→ Task objective: Pull every line from the records that has the word "feel" in it.

*** Supplied material ***

Issue #3342, opened 2023-09-01
Windows uninstall can fail with `Error: failed to remove installation directory` or `Access is denied`


amolnater-qasource:
**Kibana Build details:**
```
VERSION: 8.10.0 BC3
BUILD: 66261
COMMIT: 56348fa0ed0719679e24d6c58dc3dbee03928c4e
Artifact Link: https://staging.elastic.co/8.10.0-091ff659/downloads/beats/elastic-agent/elastic-agent-8.10.0-windows-x86_64.zip
```

**Host OS and Browser version:** Windows, All

**Preconditions:**
1. 8.10.0 BC3 Kibana cloud environment should be available.
2. Windows agent should be installed.

**Steps to reproduce:**
1. Navigate to CLI.
2. Under Elastic\Agent run `.\elastic-agent.exe uninstall`.
3. `Error: failed to remove installation directory` on running uninstall command.
4. Observe a log file gets retained in the installation directory.

**Expected Result:**
No errors should be observed on running agent uninstall command.

**Screen Recording:**
![32](https://github.com/elastic/elastic-agent/assets/77374876/013f9ac7-7423-42a9-b0f6-84c70f7b98aa)
![33](https://github.com/elastic/elastic-agent/assets/77374876/41822217-547c-463c-b06c-378f4f1435cf)

amolnater-qasource:
@manishgupta-qasource Please review.

amolnater-qasource:
Uninstall command issue for BC2 reported at https://github.com/elastic/fleet-server/issues/2935

manishgupta-qasource:
Secondary review for this ticket is Done

jlind23:
@pierrehilbert @cmacknz worth looking at this.

pierrehilbert:
@AndersonQ you worked on two PR related to this problem in the past days. Can you see where the problem could come from?

harshitgupta-qasource:
Hi Team

While testing on 8.9.2 BC1 build, we observed this issue reproducible there too.

**Observations:**

- Error `failed to remove installation directory` is observed on running agent uninstall command.

**Build details:**
VERSION: 8.9.2 BC1
BUILD: 64883
COMMIT: 21f3ebd6e951d102f41b0299c35e030c3c9e8eb6
Artifacts: https://staging.elastic.co/8.9.2-e4235bb7/summary-8.9.2.html

**Screenshot**
[...]

PR #9224, opened 2025-08-01
Retry saving Agent information file (`fleet.enc`) on Windows

### LINKED ISSUE #5862: [Windows] Access is denied error when rotating fleet.enc file
Filing a bug from an internal report of this error.

`C:\Program Files\Elastic\Agent\fleet.enc: rename C:\ProgramFiles\Elastic\Agent\fleet.enc.tmp C:\ProgramFiles\Elastic\Agent\fleet.enc: Access is denied`

https://github.com/elastic/elastic-agent-libs/blob/4babafd5ed1e5079acf74212ed3da01740b22de7/file/helper_windows.go#L26-L49

The SafeFileRotate implementation on Windows makes a call to `os.Remove` that can fail with an Access is Denied error if a process still has the file open when the removal is attempted. It is unclear what process has the file open, potentially there is AV software performing a periodic scan of the file system.

We could add retries like we did for the uninstall command that used to hit this error more frequently: https://github.com/elastic/elastic-agent/blob/30688d4eb86315906ccebb21ff10c945e813ffca/internal/pkg/agent/install/uninstall.go#L246-L253

We could also switch to using Win32 calls directly.  Then we could use the [MoveFileExA](https://learn.microsoft.com/en-us/windows/win32/api/winbase/nf-winbase-movefileexa) directly with the MoveOnReboot flag.  We would have to check what happens if you have multiple moves scheduled on reboot.

ycombinator:
## What does this PR do?

This PR retries saving the Agent information file, `fleet.enc`, on Windows.  The retries are done every 50ms for up to 2 seconds.

## Why is it important?

Saving the Agent information file involves renaming/moving a file to its final destination. However, on Windows, it is sometimes not possible to rename/move a file to its destination file because the destination file is locked by another process (e.g. antivirus software). For such situations, we now retry the save operation on Windows.

## Checklist

## Disruptive User Impact

None.

## Related issues

- Closes #5862

### DIFF
--- a/internal/pkg/agent/application/actions/handlers/handler_helpers_other.go
+++ b/internal/pkg/agent/application/actions/handlers/handler_helpers_other.go
@@ -1,0 +1,18 @@
+// Copyright Elasticsearch B.V. and/or licensed to Elasticsearch B.V. under one
+// or more contributor license agreements. Licensed under the Elastic License 2.0;
+// you may not use this file except in compliance with the Elastic License 2.0.
+
+//go:build !windows
+
+package handlers
+
+import (
+	"io"
+
+	"github.com/elastic/elastic-agent/internal/pkg/agent/storage"
+)
+
+// saveConfigToStore saves the given configuration (reader) to the given store
+func saveConfigToStore(store storage.Store, reader io.Reader) error {
+	return store.Save(reader)
+}
--- a/internal/pkg/agent/application/actions/handlers/handler_helpers_other.go
+++ b/internal/pkg/agent/application/actions/handlers/handler_helpers_other.go
@@ -9,10 +9,12 @@ package handlers
 import (
 	"io"
 
+	"github.com/elastic/elastic-agent/pkg/core/logger"
+
 	"github.com/elastic/elastic-agent/internal/pkg/agent/storage"
 )
 
 // saveConfigToStore saves the given configuration (reader) to the given store
-func saveConfigToStore(store storage.Store, reader io.Reader) error {
+func saveConfigToStore(store storage.Store, reader io.Reader, _ *logger.Logger) error {
 	return store.Save(reader)
 }
--- a/internal/pkg/agent/application/actions/handlers/handler_helpers_windows.go
+++ b/internal/pkg/agent/application/actions/handlers/handler_helpers_windows.go
@@ -13,7 +13,7 @@ import (
 	"syscall"
 	"time"
 
-	"github.com/elastic/elastic-agent-libs/file"
+	"github.com/cenkalti/backoff/v4"
 
 	"github.com/elastic/elastic-agent/internal/pkg/agent/storage"
 	"github.com/elastic/elastic-agent/pkg/core/logger"
--- a/internal/pkg/agent/application/actions/handlers/handler_helpers_windows.go
+++ b/internal/pkg/agent/application/actions/handlers/handler_helpers_windows.go
@@ -7,12 +7,16 @@
 package handlers
 
 import (
+	"context"
+	"errors"
 	"io"
+	"syscall"
 	"time"
 
 	"github.com/elastic/elastic-agent-libs/file"
 
 	"github.com/elastic/elastic-agent/internal/pkg/agent/storage"
+	"github.com/elastic/elastic-agent/pkg/core/logger"
 )
 
 const saveRetryInterval = 50 * time.Millisecond
@@ -21,6 +25,32 @@ const saveRetryDuration = 2 * time.Second
 // saveConfigToStore saves the given configuration (reader) to the given store.
 // On Windows platforms, the save operation is retried if the error is an
 // ACCESS_DENIED error, which can happen if the file is locked by another process.
-func saveConfigToStore(store storage.Store, reader io.Reader) error {
-	return store.Save(reader, file.WithRenameRetries(saveRetryDuration, saveRetryInterval))
+func saveConfigToStore(store storage.Store, reader io.ReadSeeker, log *logger.Logger) error {
+	ctx, cancel := context.WithTimeout(context.Background(), saveRetryDuration)
+	defer cancel()
+
+	bo := backoff.WithContext(backoff.NewConstantBackOff(saveRetryInterval), ctx)
+
+	return backoff.Retry(func() error {
+		err := store.Save(reader)
+		if err == nil {
+			// Save succeeded
+			return nil
+		}
+
+		if !errors.Is(err, syscall.ERROR_ACCESS_DENIED) {
+			// Save failed due to an error that is not ACCESS_DENIED. Immediately
+			// indicate failure without retrying further.
+			log.Debugf("Saving configuration to store failed: %v. Not retrying.", err)
+			return backoff.Permanent(err)
+		}
+
+		if _, seekErr := reader.Seek(0, io.SeekStart); seekErr != nil {
+			log.Debugf("Saving configuration to store failed: %v. Failed to reset reader: %v. Not retrying.", err, seekErr)
+			return backoff.Permanent(errors.Join(err, seekErr))
+		}
+
+		log.Debugf("Saving configuration to store failed: %v. Retrying...", err)
+		return err
+	}, bo)
 }
--- a/internal/pkg/agent/application/actions/handlers/handler_helpers_windows.go
+++ b/internal/pkg/agent/application/actions/handlers/handler_helpers_windows.go
@@ -1,0 +1,26 @@
+// Copyright Elasticsearch B.V. and/or licensed to Elasticsearch B.V. under one
+// or more contributor license agreements. Licensed under the Elastic License 2.0;
+// you may not use this file except in compliance with the Elastic License 2.0.
+
+//go:build windows
+
+package handlers
+
+import (
+	"io"
+	"time"
+
+	"github.com/elastic/elastic-agent-libs/file"
+
+	"github.com/elastic/elastic-agent/internal/pkg/agent/storage"
+)
+
+const saveRetryInterval = 50 * time.Millisecond
+const saveRetryDuration = 2 * time.Second
+
+// saveConfigToStore saves the given configuration (reader) to the given store.
+// On Windows platforms, the save operation is retried if the error is an
+// ACCESS_DENIED error, which can happen if the file is locked by another process.
+func saveConfigToStore(store storage.Store, reader io.Reader) error {
+	return store.Save(reader, file.WithRenameRetries(saveRetryDuration, saveRetryInterval))
+}
--- a/changelog/fragments/1754346816-fleet-enc-save-retries.yaml
+++ b/changelog/fragments/1754346816-fleet-enc-save-retries.yaml
@@ -1,0 +1,36 @@
+# Kind can be one of:
+# - breaking-change: a change to previously-documented behavior
+# - deprecation: functionality that is being removed in a later release
+# - bug-fix: fixes a problem in a previous version
+# - enhancement: extends functionality but does not break or fix existing behavior
+# - feature: new functionality
+# - known-issue: problems that we are aware of in a given version
+# - security: impacts on the security of a product or a user’s deployment.
+# - upgrade: important information for someone upgrading from a prior version
+# - other: does not fit into any of the other categories
+kind: bug-fix
+
+# Change summary; a 80ish characters long description of the change.
+summary: On Windows, retry saving the Agent information file to disk
+
+# Long description; in case the summary is not enough to describe the change
+# this field accommodate a description without length limits.
+# NOTE: This field will be rendered only for breaking-change and known-issue kinds at the moment.
+description: >
+  Saving the Agent information file involves renaming/moving a file to its final
+  destination. However, on Windows, it is sometimes not possible to rename/move a
+  file to its destination file because the destination file is locked by another
+  process (e.g. antivirus software). For such situations, we now retry the save operation
+  on Windows.
+# Affected component; usually one of "elastic-agent", "fleet-server", "filebeat", "metricbeat", "auditbeat", "all", etc.
+component: elastic-agent
+
+# PR URL; optional; the PR number that added the changeset.
+# If not present is automatically filled by the tooling finding the PR where this changelog fragment has been added.
+# NOTE: the tooling supports backports, so it's able to fill the original PR number instead of the backport PR number.
+# Please provide it if you are adding a fragment for a different PR.
+pr: https://github.com/elastic/elastic-agent/pull/9224
+
+# Issue URL; optional; the GitHub issue related to this changeset (either closes or is part of).
+# If not present is automatically filled by the tooling with the issue linked to the PR number.
+issue: https://github.com/elastic/elastic-agent/issues/5862
--- a/internal/pkg/agent/application/actions/handlers/handler_action_policy_change.go
+++ b/internal/pkg/agent/application/actions/handlers/handler_action_policy_change.go
@@ -391,8 +391,7 @@ func saveConfig(agentInfo info.Agent, validatedConfig *configuration.Configurati
 			errors.TypeUnexpected, errors.M("hosts", validatedConfig.Fleet.Client.Hosts))
 	}
 
-	err = store.Save(reader)
-	if err != nil {
+	if err := saveConfigToStore(store, reader); err != nil {
 		return errors.New(
 			err, "fail to persist new Fleet Server API client hosts",
 			errors.TypeFilesystem, errors.M("hosts", validatedConfig.Fleet.Client.Hosts))
--- a/internal/pkg/agent/application/actions/handlers/handler_action_policy_change.go
+++ b/internal/pkg/agent/application/actions/handlers/handler_action_policy_change.go
@@ -291,7 +291,7 @@ func (h *PolicyChangeHandler) handlePolicyChange(ctx context.Context, c *config.
 	}
 
 	// persist configuration
-	err = saveConfig(h.agentInfo, h.config, h.store)
+	err = saveConfig(h.agentInfo, h.config, h.store, h.log)
 	if err != nil {
 		return fmt.Errorf("saving config: %w", err)
 	}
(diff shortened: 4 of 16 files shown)


ycombinator:
@pchila @swiatekm Following the feedback on https://github.com/elastic/elastic-agent-libs/pull/333, I'm replacing that PR with this one.  At the moment, I've sketched out two alternate implementations in this PR — one that specifically retries saving the `fleet.enc` file when the policy is being handled from Fleet and the other that's a bit more generic / at a lower-level where it retries saving any file using the `storage` package.  In both implementations, the retries are only done if the OS is Windows and error from the save/rotate operation is `ACCESS_DENIED`. 

Let me know which of these approaches you prefer and I'll get rid of the other one + add tests.  Or if you prefer a totally different approach to solving this [bug](https://github.com/elastic/elastic-agent/issues/5862), that's fine too — just let me know.  Thanks!

internal/pkg/agent/application/actions/handlers/handler_helpers_windows.go
```diff
@@ -0,0 +1,46 @@
...
+			// Save failed due to an error that is not ACCESS_DENIED. Immediately
+			// indicate failure without retrying further.
+			return false
+		}
+
+		// Keep retrying...
+	}
+
+	// We exhausted retries without succeeding, so indicate failure.
+	return false
```
pchila: What about using a dependency we already have like https://github.com/cenkalti/backoff/ to implement a Retry() with a constant backoff ?
Something similar to this example https://github.com/cenkalti/backoff/blob/v5/example_test.go

This would also avoid some pitfalls like using [time.Sleep](https://pkg.go.dev/time#Sleep) that only gives guarantees about the **minimum** sleep duration (probably not ideal with a tight 50 ms interval between attempts.

ycombinator: Done in 6a0f3e91266fb5087279d462476859c233281290.

internal/pkg/agent/application/actions/handlers/handler_helpers_windows.go
```diff
@@ -0,0 +1,53 @@
...
+// ACCESS_DENIED error, which can happen if the file is locked by another process.
+func saveConfigToStore(store storage.Store, reader io.Reader) error {
+	var saveErr error
+	retryableSaveFn := func() error {
+		saveErr = store.Save(reader)
+		if errors.Is(saveErr, syscall.ERROR_ACCESS_DENIED) {
+			// Retryable error, so return it
+			return saveErr
+		}
+
```
pchila: Any error that is not  retryable should be returned with `backoff.Permanent` to signal that we need to break the loop.
```suggestion
		if errors.Is(saveErr, syscall.ERROR_ACCESS_DENIED) {
			// Retryable error, so return it
			return saveErr
		}
		if err != nil {
			// Non-retryable error, so mark it as permanent
			return backoff.Permanent(saveErr)
		}
```

internal/pkg/agent/application/actions/handlers/handler_helpers_windows.go
```diff
@@ -0,0 +1,53 @@
...
+		// saveErr is an error that should not be retried. Return nil to
+		// signal to the retrier that it should not retry.
```
pchila: Swallowing the error (not returning it and not logging it) does not seem like a good idea

ycombinator:
> I think we can start with retrying only at the handler_policy_change level (without the additional retry loop at EncryptedStore

Can you clarify what you mean by this? In other words, what would you like to see done differently than the current implementation in this PR?

pchila:
> > I think we can start with retrying only at the handler_policy_change level (without the additional retry loop at EncryptedStore
> 
> Can you clarify what you mean by this? In other words, what would you like to see done differently than the current implementation in this PR?

I would do without the encrypted store retry (I am referring to [this part](https://github.com/elastic/elastic-agent/pull/9224/files#diff-590f1282056bf97bebc69f203019c99730d59369d0a7fc192da8223d658aa07c) that duplicate the original implementation of the handler retry).

The bug we are trying to fix is relative to not being able to write a new `fleet.enc` on windows because of `Access is denied` error so I would keep the fix focused on that operation (unless there is concrete evidence that the bug originates in the *diskstore implementation).

ycombinator:
> I would do without the encrypted store retry (I am referring to [this part](https://github.com/elastic/elastic-agent/pull/9224/files#diff-590f1282056bf97bebc69f203019c99730d59369d0a7fc192da8223d658aa07c) that duplicate the original implementation of the handler retry).

> The bug we are trying to fix is relative to not being able to write a new fleet.enc on windows because of Access is denied error so I would keep the fix focused on that operation (unless there is concrete evidence that the bug originates in the *diskstore implementation).

@pchila My bad, I just forgot to remove the previous implementation (the one you linked to) which is why I was unsure as to what I was missing 🤦.  Thanks for the clarification.  Removed the previous implementation in 866d457bca37f0be15760f837db2c945d19b2f49.

ycombinator:
The `TestSaveConfigToStore` unit test introduced in this PR is failing.

```
PS C:\Users\Shaunak Kashyap\development\github\elastic-agent> go test -v ./internal/pkg/agent/application/actions/handlers/... -run TestSaveConfigToStore -count 10
=== RUN   TestSaveConfigToStore
--- PASS: TestSaveConfigToStore (1.55s)
=== RUN   TestSaveConfigToStore
--- PASS: TestSaveConfigToStore (1.55s)
=== RUN   TestSaveConfigToStore
--- PASS: TestSaveConfigToStore (1.51s)
=== RUN   TestSaveConfigToStore
--- PASS: TestSaveConfigToStore (1.51s)
=== RUN   TestSaveConfigToStore
--- PASS: TestSaveConfigToStore (1.51s)
=== RUN   TestSaveConfigToStore
--- PASS: TestSaveConfigToStore (1.55s)
=== RUN   TestSaveConfigToStore
--- PASS: TestSaveConfigToStore (1.56s)
=== RUN   TestSaveConfigToStore
--- PASS: TestSaveConfigToStore (1.52s)
=== RUN   TestSaveConfigToStore
--- PASS: TestSaveConfigToStore (1.55s)
=== RUN   TestSaveConfigToStore
--- PASS: TestSaveConfigToStore (1.51s)
PASS
ok      github.com/elastic/elastic-agent/internal/pkg/agent/application/actions/handlers        15.461s
PS C:\Users\Shaunak Kashyap\development\github\elastic-agent>
```

Moving PR to draft while I investigate this issue.

internal/pkg/agent/application/actions/handlers/handler_helpers_windows.go
```diff
@@ -0,0 +1,57 @@
...
+func saveConfigToStore(store storage.Store, reader io.ReadSeeker) error {
+	retryableSaveFn := func() error {
+		err := store.Save(reader)
+		if errors.Is(err, syscall.ERROR_ACCESS_DENIED) {
+			// Retryable error, so reset reader position to start and return the error
+			if _, seekErr := reader.Seek(0, io.SeekStart); seekErr != nil {
+				// Could not reset reader position; we can no longer retry
+				return backoff.Permanent(errors.Join(err, seekErr))
+			}
+
```
pchila: Nitpick: could we add a debug log here to track the retryable errors encountered and the retry attempts ?
Ideally it would also be useful to log which processes have the file open but in Windows it doesn't seem a straightforward task.
It seems like we should use [NtQueryInformationFile](https://learn.microsoft.com/en-us/windows-hardware/drivers/ddi/ntifs/nf-ntifs-ntqueryinformationfile?redirectedfrom=MSDN) with a [FileProcessIdsUsingFileInformation](https://learn.microsoft.com/en-us/windows-hardware/drivers/ddi/wdm/ne-wdm-_file_information_class) although it seems to be available only from Windows Vista onwards and system reserved :/

internal/pkg/agent/application/actions/handlers/handler_helpers_other.go
```diff
@@ -0,0 +1,18 @@
...
+package handlers
+
+import (
+	"io"
+
+	"github.com/elastic/elastic-agent/internal/pkg/agent/storage"
+)
+
+// saveConfigToStore saves the given configuration (reader) to the given store
+func saveConfigToStore(store storage.Store, reader io.Reader) error {
```
pchila: Since we have no retries on non-windows systems the function can accept a simple `io.Reader` instead of an `io.ReadSeeker` required for the windows version ? Maybe we should keep the signature consistent ?

pchila (dismissed):
Just a couple of nitpicks, nothing blocking. Please have a look.

internal/pkg/agent/application/actions/handlers/handler_helpers_other.go
ycombinator: Ha, I was debating this one too.  I can justify it either way.  Sure, let's go with consistency!

ycombinator: Done in e7302426d9.

ycombinator: Done in e7302426d9.

internal/pkg/agent/application/actions/handlers/handler_helpers_windows.go
ycombinator: Added debug logging in 6d70a49e64.

internal/pkg/agent/application/actions/handlers/handler_helpers_windows.go
```diff
@@ -24,21 +25,30 @@ const saveRetryDuration = 2 * time.Second
...
-func saveConfigToStore(store storage.Store, reader io.ReadSeeker) error {
+func saveConfigToStore(store storage.Store, reader io.ReadSeeker, log *logger.Logger) error {
+	log = log.Named("saveConfigToStore_windows")
+	numSaveAttempts := 0
+
 	retryableSaveFn := func() error {
 		err := store.Save(reader)
+		numSaveAttempts++
+		log.Debugf("save attempt %d", numSaveAttempts)
+
```
pchila:
```suggestion
		log.Debugf("save config attempt failed: %q.", err.Error())
```

internal/pkg/agent/application/actions/handlers/handler_helpers_windows.go
```diff
@@ -24,21 +25,30 @@ const saveRetryDuration = 2 * time.Second
...
 		if errors.Is(err, syscall.ERROR_ACCESS_DENIED) {
 			// Retryable error, so reset reader position to start and return the error
 			if _, seekErr := reader.Seek(0, io.SeekStart); seekErr != nil {
 				// Could not reset reader position; we can no longer retry
+				log.Debugf("got retryable error: %v, but no longer retrying save due to error resetting reader: %v", err.Error(), seekErr.Error())
 				return backoff.Permanent(errors.Join(err, seekErr))
 			}
 
+			log.Debugf("retrying save due to retryable error: %v", err.Error())
```
pchila:
```suggestion
			log.Debugf("retrying save due to retryable error")
```

internal/pkg/agent/application/actions/handlers/handler_helpers_windows.go
```diff
@@ -24,21 +25,30 @@ const saveRetryDuration = 2 * time.Second
...
 			return err
 		}
 
 		if err != nil {
 			// Non-retryable error, so mark it as permanent
+			log.Debugf("no longer retrying save due to non-retryable error: %v", err.Error())
```
pchila:
```suggestion
			log.Debugf("no longer retrying save due to non-retryable error")
```

internal/pkg/agent/application/actions/handlers/handler_helpers_windows.go
ycombinator: Wouldn't we want to know what the retryable error is?

internal/pkg/agent/application/actions/handlers/handler_helpers_windows.go
ycombinator: Never mind, I see you are logging the error in the common log line above.  This is what I get for going through review comments in reverse 🙂.

internal/pkg/agent/application/actions/handlers/handler_helpers_windows.go
ycombinator: At this point we don't know if the attempt failed or not.  Also, `err` might be `nil` at this point so `err.Error()` is not safe.  That's why I was logging the errors inside the error-checking blocks below.

pchila: the logs that are below are missing the error if another error occurs (like resetting the buffer).
If we want to keep them within the "if" statements we should probably log them at the very beginning of the blocks.
Having an attempt counter is not extremely useful, we can count the occurrences directly in the logs.

ycombinator: Take a look at ccade717de and let me know what you think.

internal/pkg/agent/application/actions/handlers/handler_helpers_windows.go
```diff
@@ -0,0 +1,63 @@
...
+const saveRetryDuration = 2 * time.Second
+
+// saveConfigToStore saves the given configuration (reader) to the given store.
+// On Windows platforms, the save operation is retried if the error is an
+// ACCESS_DENIED error, which can happen if the file is locked by another process.
+func saveConfigToStore(store storage.Store, reader io.ReadSeeker, log *logger.Logger) error {
+	log = log.Named("saveConfigToStore_windows")
+
+	retryableSaveFn := func() error {
+		err := store.Save(reader)
```
blakerouse, line 35: What is the actual cause of the error? To me it would be the rename that is in error. It was able to write the temporary file, but then fails to rename it because something is now accessing it.

What is the error case that it fails on the actual write of the temporary file? That seems like an error there would be a permissions issue.

The worry I have with placing this change at this level is that we are setting ourselves up for another failure right behind the other one. The only reason this is working is because we just happen to be fast enough the second time.

I feel like it would be better to place the retry logic at the rename action level. That way the code can ensure that the rename can happen. If we place it here it will write another temporary file and it might be accessed by something else on the system.

What also occurs with the temporary file that could not be renamed on retry? It couldn't rename it, I would expect that it would not be able to delete it. Does that mean its just littering the filesystem with temporary files?

ycombinator: > What is the actual cause of the error? To me it would be the rename that is in error. It was able to write the temporary file, but then fails to rename it because something is now accessing it.

That's correct.  The error happens when trying to rename the temporary file to the final one. This is an example of the error:

```
C:\Program Files\Elastic\Agent\fleet.enc: rename C:\ProgramFiles\Elastic\Agent\fleet.enc.tmp C:\ProgramFiles\Elastic\Agent\fleet.enc: Access is denied
```

> I feel like it would be better to place the retry logic at the rename action level. That way the code can ensure that the rename can happen. If we place it here it will write another temporary file and it might be accessed by something else on the system.

Could you clarify where you mean by the "rename action level"? Did you mean something like https://github.com/elastic/elastic-agent-libs/pull/333 or do you mean something else?

blakerouse: The implementation in https://github.com/elastic/elastic-agent-libs/pull/333 is more correct to me. We do not want this all over the code-base. Any time we do a SafeFileRotate this will be an issue on Windows and the developer of the SafeFileRotate should not need to worry about this issue on Windows. I believe there are a few places that SafeFileRotate is used and we should not need this retry logic all over the place. The implementation here also has all the issues that I stated above:

- Littering the filesystem with temporary files (won't be able to remove if cannot rename)
- Creating more files that required for the retry
- The fact that it could just fail again due to timing as the retry is to high in the call stack

The comment about taking longer to write a file on Windows because of this should not be an issue. On any OS the developer never really knows how long a file write will take. It could be on a spinning disk, an NFS, or an some fuse based mount that is very slow. I don't think blocking for the retry is wrong in the original implementation that @ycombinator proposed.

I am open to having the ability to pass options to the `SafeFileRotate` as `...opts` that doesn't change the signature of the function but adds the ability to turn off the retry logic. I don't think we would want to ever turn that off in the Elastic Agent use-case, so that seems like adding something before it is really even needed.

cmacknz: Yeah I agree, a big part of the problem is developers not knowing they need retries for these operations in the first place, so it seems better to me to encapsulate them where they can't be forgotten. We have some history with this specific `Access is Denied` error (see https://github.com/elastic/elastic-agent/issues/3342 for example though in that case the solution was able to avoid the potential for conflict entirely).

I also like the suggestion to accept `...opts` as a way to turn them off in case someone wants a different retry strategy, in that case the developer knows what they are doing.

This seems aligned with the spirit of https://github.com/elastic/elastic-agent-libs/pull/333#issuecomment-3135824288 in the original PR as well.

ycombinator: There seems to be enough consensus now in favor of the implementation in https://github.com/elastic/elastic-agent-libs/pull/333 with variadic options.  So I'm bringing back that PR in favor of this one here.

ycombinator:
With the revised implementation of https://github.com/elastic/elastic-agent-libs/pull/333, callers of `SafeFileRotate` get retries on Windows and no retries on other OSes by default.  However, callers can pass an optional third argument to `SafeFileRotate` to configure the retry behavior.  With this implementation, this PR here is no longer needed so I'm closing it unmerged now.

ycombinator:
While we're going to keep the changes in https://github.com/elastic/elastic-agent-libs/pull/333, we are having some trouble bringing them into Elastic Agent (see https://github.com/elastic/elastic-agent/pull/9499#issuecomment-3207496169).  And we're pressed for time as we're trying to get the bug behind all this work to be fixed in a release that's coming up very shortly.  

So, as a temporary measure, we are going to revive this PR here and merge it.  

Once we get the changes from https://github.com/elastic/elastic-agent-libs/pull/333 into Elastic Agent (by eventually merging https://github.com/elastic/elastic-agent/pull/9499), we'll revert this PR here.

ycombinator:
Not sure why/how this got closed again.  Reopening...

cmacknz (approved):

***

→ Reply:
I feel like it would be better to place the retry logic at the rename action level. That way the code can ensure that the rename can happen. If we place it here it will write another temporary file and it might be accessed by something else on the system.
> I feel like it would be better to place the retry logic at the rename action level. That way the code can ensure that the rename can happen. If we place it here it will write another temporary file and it might be accessed by something else on the system.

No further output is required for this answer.